Debbie and I decided one weekend to go to Wendover and just relax for the weekend. I think it may have been some weekend where we had some extra days off during the school year.
I had been running several races during the summer, and when we got to Wendover I decided I should keep in shape by running to that rock off in the distance and back. I said goodbye to Debbie and jogged off into the desert.
The rock off in the distance was a bit farther off than it looked. I jogged and jogged; endless miles jogging for hours seems like only minutes. You really don't notice the passage of time and you don't really pay attention to the distance.
By the time I got to the rocky crag, I’d been jogging quite a while. I climbed to the top of the rocks and discovered the small bones.
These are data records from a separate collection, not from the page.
PR #3518, opened 2026-08-04
feat: added temperature to theme db

ekim1707:
## Description
This PR allows for the "Temperature" slider in the Room Settings to be displayed or not displayed according to the enableTemperature feature flag from theme db

## Changes Made
Much of the changes were undoing previous changes that took Temperature out of the code, and also incorporating the feature flag from theme db

Here's a summary of all the changes:

  UI (room-options-form.tsx)

  - Added a temperature Slider (0–1, step 0.01) at the bottom of Room Settings
  - Gated behind root.theme.featureFlags?.enableTemperature so it only shows when the flag is on

  Type definitions (libs/shared/src/types.ts)

  - Added enableTemperature?: boolean to the featureFlags type
  - Added temperature?: number to defaultRoomSettings type

  Translations (libs/i18n/.../playground/room.json)

  - Added "temperatureLabel" key to all 7 languages

  Root store (root.store.ts)

  - Added enableTemperature: false as the default so it's always defined even if the backend doesn't send it

  Room store (room.store.ts)

  - Added temperature?: number field to the room options interface
  - Initialized it as undefined by default

  API call (response-message.store.ts)

  - The AskPlayground pixel call now includes temperature in paramValues when the flag is on and a value is
  set — so the model actually receives it

  New room initialization (new-room-page.tsx)

  - Seeds temperature from defaultRoomSettings.temperature in the theme when creating a new room, if the flag
  is on

## How to Test
1. Load semoss-ui and toggle enableTemperature true and false from either theme.local.json or theme db. Make sure the temperature slider displays appropriately for each toggle.
2. Send a prompt to Elsa and check the AskPlayground reactor in the network tab. It should have a "temperature" parameter equal to the value of the slider on the UI

Screenshot 2026-08-04 144847
Screenshot 2026-08-04 145023


ckelly17:
@ekim1707 can you check on this?

Actually, seems like all build checks are failing. Probably fine

PR #2482, opened 2024-11-07
Tweak guidelines

bugadani:


documentation/API-GUIDELINES.md
```diff
@@ -15,16 +15,27 @@ The following paragraphs contain additional recommendations.
...
+  - The driver should implement a `new` constructor that automatically converts the peripheral instance into the any type, and a `new_typed` that preserves the peripheral type.
+- If a driver implements both blocking and async operations, or only implements blocking operations, but may support asynchronous ones in the future, the driver's type signature should include a `crate::Mode` type parameter.
+- By default, constructors should configure the driver for blocking mode. The driver should implement `into_async` (and a matching `into_blocking`) function that reconfigures the driver.
+  - `into_async` should configure the driver and/or the associated DMA channels. This most often means enabling an interrupt handler.
+  - `into_blocking` should undo the configuration done by `into_async`.
+- The asynchronous driver implemntation should also expose the blocking methods (except for interrupt related functions).
 - Consider adding a `Drop` implementation resetting the peripheral to idle state.
-- Consider using a builder-like pattern for configuration which must be done during initialization.
```
MabezDev, line 20: I noticed this was removed, is this in favour of the `If a driver requires pins` entry? If so I don't feel like they're fully equivalent, look at SPI for example we use a builder like pattern to set more than just pins on the peripheral.

MabezDev (approved):
Thank you! I was just adding to some of these myself, I'll dedup and submit mine seperately

JurajSadel (approved):
LGTM, thanks! 
One idea, do you think it makes sense to mention one of our drivers to use as an template? What I mean is to reduce the chance of using _bad_ driver as an example for new contributors.

documentation/API-GUIDELINES.md
bugadani: Oh I thought this is some `Config::with_xy` thing.

MabezDev:
> One idea, do you think it makes sense to mention one of our drivers to use as an template? What I mean is to reduce the chance of using bad driver as an example for new contributors.

This is a great idea! However I don't think we're _quite_ there for a reference driver, but we should definitely circle back to this in a few weeks once [a few of the RFCs](https://github.com/esp-rs/esp-hal/issues?q=sort%3Aupdated-desc+is%3Aissue+is%3Aopen+label%3ARFC) have been resolved and applied to a driver.

documentation/API-GUIDELINES.md
MabezDev: Oh I see, reading that again it could read like that - shall we clarify it to "Consider using a builder-like pattern for driver construction."?

bugadani: That's the thing, I'm not sure we should force this. We can have the rule because of the status quo, but:

- We might want to prefer a separate `SpiDma::new` constructor instead of `Spi::with_dma`, so we can ensure that the DMA channel really is compatible with the SPI peripheral. I'm not sure we'll do this, because only PDMA devices have this issue, but it would actually be more consistent with I2S, for example.
- There are arguments in favour of `set_pin` instead of `with_pin` (reconfigurability).
- What else is there that we might want to write as a builder method?

Dominaezzz: > * because only PDMA devices have this issue

And the P4 😛

bugadani: > This is still a builder-like pattern but with &mut self instead of self, right?

I wouldn't consider it as one. While it's possible to chain `fn x(&mut self) -> &mut Self` functions, you no longer have an owned driver at the end.

bugadani: > > * because only PDMA devices have this issue
> 
> And the P4 😛

No, the P4 behaves well enough with the current scheme - a peripheral either takes an AHB GDMA channel, or an AXI one, but there is no crosstalk between them. The problem with PDMA chips is that I2s0 and I2s1 DMA channels erase into the same type but aren't cross-compatible between peripherals.

MabezDev: > I wouldn't consider it as one. While it's possible to chain fn x(&mut self) -> &mut Self functions, you no longer have an owned driver at the end.

In which case, if we want the ergonomics we have now with the `with_x` API (IMO we do, it's nice and avoid huge constructors), they _need_ to be self. We can always add `set_` variants of the same API which take `&mut self` instead to address runtime reconfig?

documentation/API-GUIDELINES.md
```diff
@@ -15,16 +15,28 @@ The following paragraphs contain additional recommendations.
 
 ## Construction and Destruction of Drivers
 
-- Drivers take peripherals and pins via the `PeripheralRef` pattern - they don't consume peripherals/pins.
+- Drivers should take peripherals via the `PeripheralRef` pattern - they don't consume peripherals directly.
+- If a driver requires pins, those pins should be configured using `fn with_pin_name(self, pin: impl Peripheral<P = InputConnection> + 'd) -> Self)` or `fn with_pin_name(self, pin: impl Peripheral<P = OutputConnection> + 'd) -> Self)`
+- If a driver supports multiple peripheral instances:
```
Dominaezzz, line 20: An example would be nice since English hard
```suggestion
- If a driver supports multiple peripheral instances (e.g. SPIn, I2Sn):
```

documentation/API-GUIDELINES.md
```diff
@@ -15,16 +15,28 @@ The following paragraphs contain additional recommendations.
...
+  - The peripheral instance type should be positioned as the last type parameter of the driver type.
+  - The peripheral instance type should default to a type that supports any of the peripheral instances.
+  - The author is encouraged to use `crate::any_peripheral` to define the "any" peripheral instance type.
+  - The driver should implement a `new` constructor that automatically converts the peripheral instance into the any type, and a `new_typed` that preserves the peripheral type.
+- If a driver implements both blocking and async operations, or only implements blocking operations, but may support asynchronous ones in the future, the driver's type signature should include a `crate::Mode` type parameter.
+- By default, constructors should configure the driver for blocking mode. The driver should implement `into_async` (and a matching `into_blocking`) function that reconfigures the driver.
+  - `into_async` should configure the driver and/or the associated DMA channels. This most often means enabling an interrupt handler.
```
Dominaezzz, line 27: I still have mixed feelings about enforcing this here without first hashing out how this should work properly

documentation/API-GUIDELINES.md
```diff
@@ -15,16 +15,28 @@ The following paragraphs contain additional recommendations.
...
-- Consider using a builder-like pattern for configuration which must be done during initialization.
+- Consider using a builder-like pattern for driver construction.
 
 ## Interoperability
 
 - `cfg` gated `defmt` derives and impls are added to new structs and enums.
     - see [this example](https://github.com/esp-rs/esp-hal/blob/df2b7bd8472cc1d18db0d9441156575570f59bb3/esp-hal/src/spi/mod.rs#L15)
     - e.g. `#[cfg_attr(feature = "defmt", derive(defmt::Format))]`
 - Don't use `log::XXX!` macros directly - use the wrappers in `fmt.rs` (e.g. just `info!` instead of `log::info!` or importing `log::*`)!
+- Prefer implementing common ecosystem traits, like the ones in `embedded-hal` or `embassy-embedded-hal`.
```
Dominaezzz, line 39: Preference requires an alternative
```suggestion
- Consider implementing common ecosystem traits, like the ones in `embedded-hal` or `embassy-embedded-hal`.
```

documentation/API-GUIDELINES.md
bugadani: I think, as we don't explicitly support it in esp-hal (because it kind of needs unsafely cloning pins), I'd direct users who need the functionality towards `replace_with`. They can then implement a SPI wrapper that has a Config struct that contains pins, and they can implement SetConfig with replace_with to apply the pins. `set_` is nice but not required.

bugadani: Okay I guess discounting `with_dma` we're good here?

documentation/API-GUIDELINES.md
```diff
@@ -15,16 +15,28 @@ The following paragraphs contain additional recommendations.
 
 ## Construction and Destruction of Drivers
 
-- Drivers take peripherals and pins via the `PeripheralRef` pattern - they don't consume peripherals/pins.
+- Drivers should take peripherals via the `PeripheralRef` pattern - they don't consume peripherals directly.
+- If a driver requires pins, those pins should be configured using `fn with_pin_name(self, pin: impl Peripheral<P = InputConnection> + 'd) -> Self)` or `fn with_pin_name(self, pin: impl Peripheral<P = OutputConnection> + 'd) -> Self)`
```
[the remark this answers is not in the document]
bugadani: Being pedantic is good if it helps resolving ambiguities, thanks!

documentation/API-GUIDELINES.md
```diff
@@ -45,6 +57,9 @@ The following paragraphs contain additional recommendations.
     - For example starting a timer is fine for `&self`, worst case a timer will be started twice if two parts of the program call it. You can see a real example of this [here](https://github.com/esp-rs/esp-hal/pull/1500#pullrequestreview-2015911974)
 - Maintain order consistency in the API, such as in the case of pairs like RX/TX.
 - If your driver provides a way to listen for interrupts, the interrupts should be listed in a `derive(EnumSetType)` enum as opposed to one function per interrupt flag.
+- If a driver only implements a subset of a peripheral's capabilities, it should be placed in the `peripheral::subcategory` module.
+  - For example, if a driver implements the slave-mode I2C driver, it should be placed into `i2c::slave`.
+  - This helps us reducing the need of introducing breaking changes if we implement additional functionalities.
```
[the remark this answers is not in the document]
bugadani: Parallel should probably be called `i2s::lcd` anyway, and then I think we'd be okay as there is no such thing as I2C LCD RX?

Anyway I'm not quite sure I understand what you're suggesting here, do I need to change the text somehow, or have you just picked an example where the rule doesn't apply?

documentation/API-GUIDELINES.md
bugadani: Yeah but I was asked to do this 🤷‍♂️

documentation/API-GUIDELINES.md
bugadani: We can't return the pins as we forget them, and in a SetConfig API it would also be funny that the pins would rotate between devices. I'm saying `[maybe?]` because I'm unsure what happens if the configs contain static references to pins, it might end up working without unsafe cloning.

documentation/API-GUIDELINES.md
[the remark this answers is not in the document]
Dominaezzz: I'm just trying to say that it's difficult to know what the subcategory is but I guess that can be decided on a per PR basis.

documentation/API-GUIDELINES.md
Dominaezzz: > We can't return the pins as we forget them

Not completely, the pin would be recorded in the signal register, which we can read later.

bugadani: The hardware allows routing a peripheral output signal to multiple pins, so it won't be unambiguous in general.

That being said, we have a bug where we don't clear output connections if you bind a new pin, we'll have to resolve that otherwise shared I2C like this won't be happy.

MabezDev: I think the `set_pin` API or generally runtime pin replaces warrants it's own discussion (I encourage to start this with an RFC). For now I think `with_x` taking `self` is a nice pattern that we will continue to use regardless of the outcome of the runtime pin replacement RFC.

MabezDev (approved):
Thanks!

I put them in my pocket and started to jog back.
It took quite a while to get back, and when I finally arrived at the motel, Debbie was sitting on the hood of the car with the bags packed. I was hoping for a shower, but she had to check us out, since I had been gone jogging for about four hours.
She said she had planned my funeral and decided on a list of speakers. She had gone from furious to worried to panicked and back to furious when she saw me jogging up.
She stayed furious for the three hours it took to get back home, and it didn’t help I had to measure just how far I had gone by driving the car out and back. I can't remember if it was 12 or 15 miles, but it was a lot further than it looked.
I wish I had learned my lesson, but I didn’t. The last marathon I ran was a disaster. I was anemic, but didn’t find that out until later. But when you get to be an old coot like me, you may be able to finish a marathon just out of pure stubbornness.
At mile twenty, I stopped under a bridge to rest in the sun for a moment. I had worn a sleeveless shirt that day, forgetting I hadn’t been wearing one all summer. I was pretty sunburned after running in the hot sun for hours.
It was then that my knee decided I was done running. It kind of locked up and refused to do anything but walk. The few times I tried to run again it protested long and loud.
Needless to say, not only had the first twenty miles taken longer than I liked, the last six took much longer than I wanted. But I saved a bit to run at the finish line, even though the marathon crew had started to dismantle the course. It is also needless to tell you how long it took me to run, walk and crawl the twenty-six point two miles.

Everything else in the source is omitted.